Issue #56, opened 2018-11-28
Explore DHI-GRAS/terracotta and bring change over rio-tiler 


vincentsarago:
https://github.com/DHI-GRAS/terracotta is a new lib inspired by rio-tiler made by @dionhaefner et all. 
This lib has plenty of nice tricks which could be useful in rio-tiler
eg:
- different resampling method for up and down sampling: https://github.com/DHI-GRAS/terracotta/blob/7aa0751a105d1a804f0c5389e0abaab4399ffdee/terracotta/drivers/raster_base.py#L431-L436
- check tile coverage https://github.com/DHI-GRAS/terracotta/blob/7aa0751a105d1a804f0c5389e0abaab4399ffdee/terracotta/drivers/raster_base.py#L428-L429
- prevent interpolation artefact ? https://github.com/DHI-GRAS/terracotta/blob/7aa0751a105d1a804f0c5389e0abaab4399ffdee/terracotta/drivers/raster_base.py#L396-L411

dionhaefner:
> prevent interpolation artefact

Maybe I can give you some background on this one. I found that `rio-tiler` has some trouble with visible tile edges at high zoom levels if `resampling` was set to anything else than `nearest`.

If I understand the problem correctly, this occurs because the VRT ends right at the tile boundary, so the entity reading from it cannot know what lies beyond, and how it should interpolate. Padding the VRT with 2 pixels in each direction fixes the problem (if you're careful with roundoff errors). It has to be two pixels because `cubic` interpolation has a bandwidth of 2, I guess.

dionhaefner:
You might also like this re-implementation of `_calculate_default_transform`:

https://github.com/DHI-GRAS/terracotta/blob/7aa0751a105d1a804f0c5389e0abaab4399ffdee/terracotta/drivers/raster_base.py#L302

I found it to perform unconditionally better (i.e., more accurate) when round-tripping reprojections, especially at high latitudes (we had some imagery from northern Greenland). The problem is that GDAL's `_calculate_default_transform` enforces square pixels in the target CRS, which destroys information if the image gets elongated along one dimension.

vincentsarago:
@dionhaefner 
[...]

PR #104, opened 2019-05-04
Provide parameter for retrieving additional data around tile edges to minimise edge effects

rowanwins:
As [proposed](https://github.com/cogeotiff/rio-tiler/issues/56#issuecomment-488920779) in #56 this PR aims to reduce the edge effects associated with tiles by introducing a `tile_edges_padding` parameter. Additional data is retrieved around the tiles edges during the tile generation process which helps to reduce sharp edges that occur due to resampling.

@vincentsarago did suggest
> and then overwrite it to 0 if we don't need resampling (if the internal tiles match the requested bounds)

I'm not really sure how we'd know about the internal tiles so happy to take any advice on this one :)

Let me know if you need anything else on this.


vincentsarago:
thanks @rowanwins this is great. I need to think about how to check if the tile is aligned then also check the performances (which should not vary).

rio_tiler/utils.py
```diff
@@ -298,6 +303,18 @@ def _tile_read(
     )
 
     vrt_transform, vrt_width, vrt_height = get_vrt_transform(src_dst, bounds)
+    out_window = None
+    if tile_edges_padding > 0:
+        vrt_transform = vrt_transform * Affine.translation(-tile_edges_padding, -tile_edges_padding)
+        orig__vrt_height = vrt_height
+        orig_vrt_width = vrt_width
+        vrt_height = vrt_height + 2 * tile_edges_padding
```
vincentsarago: I'm ok with having edges being a multiple of 2 but not sure if this really needed ? also if we keep it like that the doc string should mention it.

vincentsarago:
@rowanwins maybe we can do something like 

```python
def is_aligned(src_dst, bounds, tilesize):
    """Check if tile is aligned with internal tiles."""
    if src_dst.crs != CRS.from_epsg(3857):
        return False

    col_off, row_off, w, h = windows.from_bounds(
        *bounds, height=tilesize, transform=src_dst.transform, width=tilesize
    ).flatten()

    if round(w) % 64 and round(h) % 64:
        return False

    if (src_dst.width - round(col_off)) % 64:
        return False

    if (src_dst.height - round(row_off)) % 64:
        return False

    return True
```
The idea is to check: 
- if the CRS is EPSG:3857
- if the size of the window is a multiple of 64 px (minimum size of internal tile) 
- if the offset is a multiple of 64px

### why 64px ? 
ideally we want to check if the window is a multiple of the internal tile size (raw data and overview) but we don't have a way to do it with rasterio and I'm not sure this is needed. By checking if we have a multiple of 64 we make sure that even on border tiles we don't need to do resampling.

aligned_tile

Note: this might be totally wrong, but did a quick check with a web-optimized file and it work

rio_tiler/utils.py
```diff
@@ -298,6 +303,18 @@ def _tile_read(
     )
 
     vrt_transform, vrt_width, vrt_height = get_vrt_transform(src_dst, bounds)
+    out_window = None
```
vincentsarago: also here can we set `out_window` to `out_window = windows.Window(col_off=0, row_off=0, width=vrt_width, height=vrt_height)`

rio_tiler/utils.py
rowanwins: I feel like the padding value makes most sense as a single edge so I'll update the docstring to make that clearer.

rowanwins:
Hi @vincentsarago 

I've made those changes. 
I think it would be good to add a test around the `_requested_tile_aligned_with_internal_tile` however I wasn't sure if any of the test fixtures had those internal web-optimised tiles, if you can point me in the right direction there that would be great.

vincentsarago:
@rowanwins you can use this file https://www.dropbox.com/s/op0szbw18szqupc/web.tif?dl=0

tests/test_utils.py
```diff
@@ -80,6 +81,53 @@ def test_tile_read_validResampling():
     assert mask.shape == (16, 16)
 
 
+def test_resampling_returns_different_results():
```
vincentsarago: 👍

tests/test_utils.py
```diff
@@ -80,6 +81,53 @@ def test_tile_read_validResampling():
...
+        3835304.331237001,
+    )
+    tilesize = 16
+
+    arr, mask = utils.tile_read(address, bounds, tilesize)
+    arr2, mask2 = utils.tile_read(address, bounds, tilesize, tile_edge_padding=0)
+    assert not np.array_equal(arr, arr2)
+
+
+def test_tile_padding_only_effects_edge_pixels():
```
vincentsarago: 👍

rowanwins:
Hi @vincentsarago 

I attempted to change the base but I'm not sure if that worked TBH (I ran `git rebase --onto maint-1.0` followed by `git push -force origin pad-tile`), my git skills are average :)

I think everything else is ticked off (other than codecov complaining about a decrease in coverage). It would be good to test that `_requested_tile_aligned_with_internal_tile` function a little more, I'm just not entirely sure how...

vincentsarago:
this is great @rowanwins I'll take it from here. thanks for your help

rowanwins:
Out of interest how did you change the base branch @vincentsarago ?

PR #90, opened 2019-03-11
Add rplumbo colormap

DanSchoppe:
In remote sensing, NDVI (measure of vegetation) is frequently colored red (bad) to green (good). (Sources: [0](https://pro.arcgis.com/en/pro-app/help/data/imagery/ndvi-colorized-function.htm), [1](https://crops.extension.iastate.edu/cropnews/2016/05/choosing-right-imagery-best-management-practices-color-nir-and-ndvi-imagery) )

Unfortunately, there are no red-to-green color maps supported by rio-tiler. This PR adds the "rplumbo" color map:
- Grayscale (dark-to-light) from indices 0-127
- Red-to-green from indices 128-255
Screen Shot 2019-03-11 at 9 44 40 AM

An aside: In the long-term, it would be nice if rio-tiler could take a color map (or some representation that programmatically generates a color map) via query parameters or even POST body. Is this something worth adding an issue for?

Thanks to Mapbox and all contributors for this amazing rasterio / rio-tiler toolchain!

## References:
[0] https://pro.arcgis.com/en/pro-app/help/data/imagery/ndvi-colorized-function.htm
```
The default color map is named NDVI3. Red and orange pixels represent areas with no vegetation. Yellow pixels represent areas with low to moderate vegetation. Green pixels represent areas with high vegetation density and vigor.
```

[1] https://crops.extension.iastate.edu/cropnews/2016/05/choosing-right-imagery-best-management-practices-color-nir-and-ndvi-imagery
```
Areas with Green had the highest index value, followed by Yellow and Red had the lowest.
```

PR #110, opened 2019-06-19
Add grayscale colormap

DanSchoppe:
Similar to #90, this PR adds a grayscale colormap to the project (along with a relevant unit test).


DanSchoppe:
@vincentsarago I'm not aware of the reasons for using `cogeotiff:maint-1.0`. Perhaps it's to aggregate a number of improvements in order to reduce the number of releases? Would I have a better chance at getting this into a release by PRing into `master`?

......

## Exercise objective
What you output must match the lines from the beginning of the material through the line with "- check tile" exactly, both ends included.

## Your response
Issue #56, opened 2018-11-28
Explore DHI-GRAS/terracotta and bring change over rio-tiler 


vincentsarago:
https://github.com/DHI-GRAS/terracotta is a new lib inspired by rio-tiler made by @dionhaefner et all. 
This lib has plenty of nice tricks which could be useful in rio-tiler
eg:
- different resampling method for up and down sampling: https://github.com/DHI-GRAS/terracotta/blob/7aa0751a105d1a804f0c5389e0abaab4399ffdee/terracotta/drivers/raster_base.py#L431-L436
- check tile coverage https://github.com/DHI-GRAS/terracotta/blob/7aa0751a105d1a804f0c5389e0abaab4399ffdee/terracotta/drivers/raster_base.py#L428-L429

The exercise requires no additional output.